We are grateful to good friends who sent us our first night’s groceries. Delivery of our online order was going to take at least 24 hours. Other loving friends also sent us cooked food delivery on our third night. For the rest of the time, we became well acquainted with ordering via apps and online; it was a combination of food deliveries and making simple meals from the groceries we ordered. The serviced apartment reception staff was great about bringing our orders up to us, knocking and then walking away.

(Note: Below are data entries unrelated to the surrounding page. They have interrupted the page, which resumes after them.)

Issue #613, opened 2026-08-16
Release the GIL around long-running AMReX calls (`py::call_guard<py::gil_scoped_release>()`)


ax3l:
Split out of #612 (free-threaded Python). That issue is about declaring `py::mod_gil_not_used()` so free-threaded interpreters do not re-enable the GIL. This one is the complementary, *orthogonal* piece: on **GIL-enabled** builds (3.11-3.14, i.e. every wheel we ship today except `cp313t`/`cp314t`), a Python thread that calls into a long-running AMReX routine holds the GIL for the call's entire duration, so no other Python thread can run — even though the C++ code touches no Python objects.

`py::gil_scoped_release` is a no-op on free-threaded builds, so this is purely a win for the GIL builds, and it is independent of the #612 thread-safety audit.

## What it would look like

```cpp
.def("fill_boundary",
     py::overload_cast<Periodicity const &, bool>(&FAT::template FillBoundary<value_type>),
     py::call_guard<py::gil_scoped_release>(),
     ...)
```

## Candidate call sites

Expensive, callback-free entry points, e.g.:

- `FabArray::FillBoundary` — `src/Base/FabArray.cpp:230-263` (6 overloads)
- `FabArray::SumBoundary` — `src/Base/FabArray.cpp:168-181` (4 overloads)
- `FabArray::sum` — `src/Base/FabArray.cpp:162`
- `MultiFab` reductions `min`/`max`/`norm0`/`norm1`/`norm2`/`sum` — `src/Base/MultiFab.H:148-220`
- `ParticleContainer::Redistribute` — `src/Particle/ParticleContainer.H:346,350`
- `ParticleContainer::InitRandom` / `InitRandomPerBox` — `src/Particle/ParticleContainer.H:568,575`
- `write_single_level_plotfile` / `write_multi_level_plotfile` — `src/Base/PlotFileUtil.cpp:20,27`

## Why this needs its own audit

The guard is only safe where the C++ call cannot re-enter Python. Sites that **must be excluded** unless they re-acquire:

- `PyAmrCore`'s five `PYBIND11_OVERRIDE_PURE_NAME` trampolines — `src/AmrCore/AmrCore.cpp:53,64,74,84,91`. `ErrorEst` and friends call back into Python.
[...]

PR #614, opened 2026-08-17
Free-Threaded Python: Declare `py::mod_gil_not_used()`

### LINKED ISSUE #612: Free-threaded Python: declare `Py_mod_gil` (or document that the GIL is re-enabled)
We publish `cp313t`/`cp314t` wheels for ImpactX that bundle pyAMReX, but the bindings never declare free-threading support, so importing them **re-enables the GIL at runtime** and the free-threaded interpreter gives no benefit.

## Current state

`src/pyAMReX.cpp` uses the two-argument form for all three dimensionalities:

```cpp
PYBIND11_MODULE(amrex_1d_pybind, m) {
PYBIND11_MODULE(amrex_2d_pybind, m) {
PYBIND11_MODULE(amrex_3d_pybind, m) {
```

From the CPython docs ([free-threading extensions howto](https://docs.python.org/3/howto/free-threading-extensions.html)):

> Extension modules need to explicitly indicate that they support running with the GIL disabled; otherwise importing the extension will raise a warning and enable the GIL at runtime.

So `import amrex.space3d` on a free-threaded build silently turns the GIL back on process-wide (and warns under `-X warn_default_gil`). The wheels are correct and usable — they just are not free-threaded.

## What the opt-in would look like

pybind11 3.1.0 is already pinned, so the mechanism is available — pass the tag as the third argument:

```cpp
PYBIND11_MODULE(amrex_3d_pybind, m, py::mod_gil_not_used()) {
```

## Why this is not just a one-token change

pybind11 is explicit that this is a promise, not a flag ([docs](https://pybind11.readthedocs.io/en/stable/advanced/misc.html)):

> enabling your module to be used with free-threading is also your promise that your code is thread safe

That promise is not obviously true today. Worth auditing before declaring it:

- AMReX process-global state: `amrex::Initialize`/`Finalize`, the Arena / memory pools, `ParmParse`, `TinyProfiler`.
- pyAMReX hands out raw views into AMReX-owned memory (`Array4`, `MultiFab`, `PODVector`, SoA/AoS), which multiple Python threads could then mutate concurrently.
- Downstream bindings (ImpactX, WarpX) embed the same state, so whatever we decide here propagates.

Declaring the tag without that audit turns "no benefit" into "silent data races", so the sequencing matters: audit first, tag second.

## Options

1. Leave as is and document that free-threaded builds fall back to the GIL.
2. Audit, then declare `py::mod_gil_not_used()` — pyAMReX first, since it owns the global state, then ImpactX/WarpX.
3. Stop shipping `cp313t`/`cp314t` wheels until the audit is done (they do work today, so this is a regression for users who already have them).

## Context

Found while fixing a separate free-threaded wheel bug — CMake FindPython does not select a free-threaded interpreter unless asked, so `cp314t` wheels were being built against a GIL-enabled Python (#611, and the same fix in BLAST-ImpactX/impactx#1612, BLAST-WarpX/warpx#7166, openPMD/openPMD-api#1927). With that fixed the wheels are now correctly built for `3.14t` — which is what surfaced this second, more fundamental question.

ax3l:
Closes #612.

> [!NOTE]
> Stacked on #611 (`Python_FIND_ABI`) — review the second commit.
> Requires AMReX-Codes/amrex#5615; without it the second concurrent `MFIter` aborts the process.
> **Merge order:** #5615 first, then repoint AMReX, then this.

> [!WARNING]
> **Two lines must be reverted before this merges**, both marked `TEMPORARY` in
> commit `2e0bc7a`: `commit_amrex` in `dependencies.json`, and `pyAMReX_amrex_repo` in
> `cmake/dependencies/AMReX.cmake`. They point AMReX at the #5615 branch. Without them
> this PR does not compile in CI — `src/Base/ParmParse.cpp` calls `ParmParse::tableCopy()`,
> which only exists in #5615 — and before that, every concurrency test was skipped, so CI
> reported green while running exactly one of them. Pinned, the suite goes from
> *1 passed, 13 skipped* to **15 passed**. The repo URI has to move too, not just the SHA:
> FetchContent clones and then checks out, and a plain clone of `AMReX-Codes/amrex` cannot
> check out a commit that so far exists only on the fork. Once #5615 lands, revert both and
> set `commit_amrex` to the merged SHA.

## Summary

We publish `cp313t`/`cp314t` wheels, but the modules used the two-argument `PYBIND11_MODULE` form, so importing pyAMReX re-enabled the GIL process-wide:

```console
$ python3.14t -X warn_default_gil -c "import sys, amrex.space3d; print(sys._is_gil_enabled())"
RuntimeWarning: The global interpreter lock (GIL) has been enabled to load module
'amrex.space3d.amrex_3d_pybind', which has not declared that it can run safely
without the GIL.
True
```

The tag is a promise, not a flag, so most of this PR is the audit behind it — and the tests that keep it honest.

## The contract

Same rule NumPy follows: **pyAMReX's and AMReX's own global state is race-free; your data is yours to synchronize.**

Safe from any number of threads: working on distinct objects (including ones built from the same `BoxArray`/`DistributionMapping`), reading the same object, each thread driving **its own `MFIter`** even over the same `MultiFab`, creating and releasing zero-copy views, and querying `ParmParse`.

Yours to synchronize: writing the same data from two threads, exactly as with a NumPy array.

Main thread only: `initialize`/`finalize`; MPI-collective calls unless AMReX is built with `AMReX_MPI_THREAD_MULTIPLE=ON`; RNG reseeding (`init_random` forwards to `amrex::InitRandom`, which reseeds process-global state); `TinyProfiler`; external GPU streams; dynamic `MFIter` scheduling.

All of this is written up in the new `docs/source/usage/threading.rst`.

## Changes

- `py::mod_gil_not_used()` on all three dimensionalities.
- A mutex around `initialize`/`finalize`, so a contract violation serialises instead of corrupting the AMReX instance stack, `ParmParse.pretty_print_table()` renders to a string and hands that to `py::print()` instead of holding a `scoped_ostream_redirect` across the walk -- that redirect swaps `std::cout`'s stream buffer process-wide, so it could capture a concurrent `amrex::Print()`. `ParmParse.to_dict()` walks `ParmParse::tableCopy()`, a locked snapshot.
- `Programming Language :: Python :: Free Threading :: 2 - Beta` — deliberately not `3 - Stable` until this has soaked in CI across platforms.
- A second ctest target running the concurrency tests with `PYTHON_GIL=0`.
- `tests/test_free_threading.py` — 13 concurrency tests. Each asserts a computed value rather than the absence of a crash. Threads are spawned *inside* a test, never across tests, because the autouse `amrex_init` fixture wraps every test in `initialize`/`finalize`.
- `tests/test_free_threading_perf.py` — two scaling regression tests, off unless `PYAMREX_BENCH=1`.
- `tools/bench_free_threading.py` — scaling harness with a GIL-on/GIL-off compare mode: the same binary, one environment variable apart.

## Testing

CPython 3.14 free-threaded, built with `pyAMReX_amrex_src` against AMReX-Codes/amrex#5615.

| | |
|---|---|
| Import no longer re-enables the GIL | no warning, `sys._is_gil_enabled()` → `False` |
| Full suite, `PYTHON_GIL=0` and `=1` | 249 passed, 95 skipped — both |
| Concurrency tests, `--count=50` | 750 / 750 |
| CUDA (RTX A2000) | 15/15; 300/300 at `--count=20` |
| SYCL (Intel Iris Xe) | green |
| GIL-enabled CPython 3.14 build | 248 passed — tag inert, `cpython-314` ABI tag |
| ThreadSanitizer | no races in AMReX or pyAMReX code |

A Python-level per-box kernel over a 128³ domain in 64 boxes, 14-core / 20-thread CPU:

| threads | GIL enabled | GIL disabled |
|--:|--:|--:|
| 1 | 1.00× | 1.00× |
| 2 | 1.07× | 1.93× |
| 4 | 1.06× | 3.55× |
| 8 | 0.99× | 4.92× |
| 14 | 0.97× | 6.25× |
| 20 | 0.97× | **7.29×** |

A NumPy-vectorised kernel over the same data is memory-bandwidth-bound and scales weakly either way (2.6× at 20 threads without the GIL) — but *with* the GIL it degrades to 0.39× at 20 threads, the threads contending for the lock rather than computing.

The AMReX-side locking costs +0.2% single-threaded on an `MFIter` + `fill_boundary` loop, inside the ±1.6% run-to-run spread.

## Follow-ups

- Releasing the GIL around long AMReX calls is orthogonal (a no-op on free-threaded builds) — #613.
- **CMake floor.** In a conda-forge prefix carrying both `python3.14` and `python3.14t`, only CMake ≥ 4.1 finds `Development.Module` for the `t` ABI; 3.31.4 and 4.0.3 fail with *"Could NOT find Python (missing: Development.Module)"* while still locating the interpreter. `pyproject.toml` asks for `cmake>=3.24.0` — worth revisiting for the `cp3xxt` wheels.
- **dpnp has no `cp314t` build**, so `to_xp()`/`to_dpnp()` zero-copy views are unavailable on free-threaded SYCL until Intel ships one. CuPy does have one, so CUDA is unaffected.

### DIFF
--- a/.github/workflows/ubuntu.yml
+++ b/.github/workflows/ubuntu.yml
@@ -56,6 +56,66 @@ jobs:
       run: |
         mpiexec -np 1 python3 -m pytest tests/
 
+  free_threading:
+    name: GNU@13 Free-Threaded Python
+    runs-on: ubuntu-24.04
+    env:
+      CC: gcc-13
+      CXX: g++-13
+    steps:
+    - uses: actions/checkout@v6
+    - uses: actions/setup-python@v5
+      name: Install free-threaded Python
+      with:
+        python-version: '3.14t'
+    - name: Dependencies
+      run: |
+        .github/workflows/dependencies/dependencies_gcc.sh 13
+        .github/workflows/dependencies/dependencies_ccache.sh
+    - name: Set Up Cache
+      uses: actions/cache@v6
+      with:
+        path: ~/.cache/ccache
+        key: ccache-${{ github.workflow }}-${{ github.job }}-git-${{ github.sha }}
+        restore-keys: |
+             ccache-${{ github.workflow }}-${{ github.job }}-git-
+    - name: Build & Install
+      run: |
+        export CCACHE_COMPRESS=1
+        export CCACHE_COMPRESSLEVEL=10
+        export CCACHE_MAXSIZE=800M
+        ccache -z
+
+        export CMAKE_BUILD_PARALLEL_LEVEL=4
+
+        python3 -c "import sys, sysconfig; assert sysconfig.get_config_var('Py_GIL_DISABLED'), 'not a free-threaded interpreter'; print(sys.version)"
+
+        python3 -m pip install -U pip
+        python3 -m pip install -U build packaging setuptools[core] wheel
+        # CMake >= 4.1 to find Development.Module for the free-threaded ABI:
+        # 3.31 and 4.0 locate the interpreter but not the 't' ABI's headers.
+        python3 -m pip install -U "cmake>=4.1" pytest pytest-repeat numpy
+        AMREX_MPI=OFF AMREX_SPACEDIM=3 python3 -m pip install -v .
+
+        ccache -s
+        du -hs ~/.cache/ccache
+
+    - name: The GIL stays off
+      run: |
+        python3 -X warn_default_gil -c "import sys, amrex.space3d as amr; assert sys._is_gil_enabled() is False, 'importing pyAMReX re-enabled the GIL'; print('GIL disabled:', not sys._is_gil_enabled())"
+
+    - name: Unit tests, GIL disabled
+      run: |
+        PYTHON_GIL=0 python3 -m pytest tests/
+
+    - name: Unit tests, GIL forced back on
+      run: |
+        PYTHON_GIL=1 python3 -m pytest tests/
+
+    - name: Concurrency tests, repeated
+      run: |
+        PYTHON_GIL=0 python3 -m pytest tests/test_free_threading.py --count=20
+
   gcc14:
     name: GNU@14 Debug
     runs-on: ubuntu-24.04
--- a/CMakeLists.txt
+++ b/CMakeLists.txt
@@ -370,9 +370,15 @@ add_dependencies(pyAMReX_python_sources pyAMReX_${AMReX_SPACEDIM_LAST}d)
 # Tests #######################################################################
 #
 if(pyAMReX_BUILD_TESTING)
+    # test_free_threading.py is ignored here and gets its own test below: this
+    # one runs with OMP_NUM_THREADS=3, so on an AMReX_OMP=ON build its worker
+    # threads would each open a 3-thread OpenMP team -- the oversubscription
+    # docs/source/usage/threading.rst tells users to avoid, and the one
+    # configuration in which AMReX hands two host threads the same RNG.
     add_test(NAME pytest.AMReX
         COMMAND ${Python_EXECUTABLE} -m pytest -s -vvvv
             ${pyAMReX_SOURCE_DIR}/tests
+            --ignore=${pyAMReX_SOURCE_DIR}/tests/test_free_threading.py
         WORKING_DIRECTORY
             ${CMAKE_PYTHON_OUTPUT_DIRECTORY}
     )
--- a/CMakeLists.txt
+++ b/CMakeLists.txt
@@ -383,9 +383,11 @@ if(pyAMReX_BUILD_TESTING)
     # set PYTHONPATH and PATH (for .dll files)
     pyamrex_test_set_pythonpath(pytest.AMReX)
 
-    # Free-threading (PEP 703) concurrency tests, with the GIL forced off.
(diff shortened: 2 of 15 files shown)


ax3l:
Potentially alternative approach to explore: that the whole MFIter is threaded in AMReX is slightly coincidential, because in async compute models (when we compile for GPU), we already assume that the preparatory work inside the MFIter loop (accessing arrays, scratch pad handling, etc) is relatively little work compared to the ParalleFor and ParallelReduce ops we do inside it.

So we could explore if explictly launching threads closer to the core NumPy/etc. CPU compute operations would be an option, which do not call into AMReX at this point anymore. That means we would not need to make AMReX thread-safe on these prep interfaces https://github.com/AMReX-Codes/amrex/pull/5615 )

We could prototype this in C++ with std::thread s used around `amrex::For`/`amrex::ParallelFor` w/o OMP of the MFIter loop. Launch threads before the MFIter loop and use inside, close to the compute, but after the AMReX function preps of boxes and arrays.

ax3l:
Too big of a change for now to make all pybind-exposed AMReX APIs thread-safe. We'll do a more focused approach for now providing a pattern for threading for compute regions, and releasing the GIL in controlled manner where safe.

It was important to build a routine so that you have structure during the day and will not find it too boring or start to feel lost. Ours was a simple one; wake up, have some breakfast, watch some TV or just relaxing. After which, the Son will play his online games and I would either sweep or wipe the floors or do some writing or other work on the computer such as planning Sunday School lesson or designing a program leaflet for an upcoming charity concert. The next task of the day was to make lunch and we would watch a couple of episodes of a TV series we brought with us. Then it was more online games or do the washing till it was time to either order dinner or make dinner. We would eat and then watch a movie before more online games and computer work. In between, we would fit in exercise, chatting with friends and reading. We were given fresh towels every few days and just had to put the dirty ones into the bag and leave it outside our door for collection on days indicated. Same with the trash, which could be left in the corridor for collection every day.
My thanks goes to the Oxley Thanksgiving Serviced Apartments staff for making our stay a pleasant one. And while their rooms are well equipped and clean, service good, I would still advise others who are going to do their SHN at serviced apartments to bring a pair of scissors (not provided, we used the kitchen knives provided, which was sufficient for us), a small dustpan and brush as well as wet wipes to clean the floors (I brought my own because I checked and was told these were not provided), and your own small jar of oil and other basic condiments and chopsticks, along with some snacks, food and breakfast items for that first evening and morning. Another tip would be to bring a couple of room sprays to refresh the room, especially after cooking as you might only have one window or no possibility to open your windows.
All in all, it was not as terrible an experience as I was prepared for it to be. Maybe that in itself made it an ok experience. Would I want to go through SHN again? Not if I had a choice but if there was no choice, I now know it is not going to be such an awful thing.
I won’t be posting about the rest of our trip because this trip’s primary aim was to help my parents with the paperwork needed to sort out some medical stuff and grants. So that’s what we did. Besides, while we were there for a week and a half (outside of SHN), the 2-person rule was in effect, so we could not do much outside the home, and we only saw a handful of friends who either came to the house (in pairs or singlely) or we had business to conduct with them at their offices.
While this trip has costed us a lot extra, in terms of the SHN costs and food orders which we would usually not do, and it limited our available time outside of SHN, it was worth the trip because we got to spend time with family and a few close friends, all of whom we had not seen in person for more than 2 years, we ate some of the food we missed and most importantly, much needed paperwork got done. Thank God for providing for us for this trip; everything from pre-departure stuff to the shortening of SHN and helpful people in dealing with paperwork.
Did you have to serve SHN? How was your experience?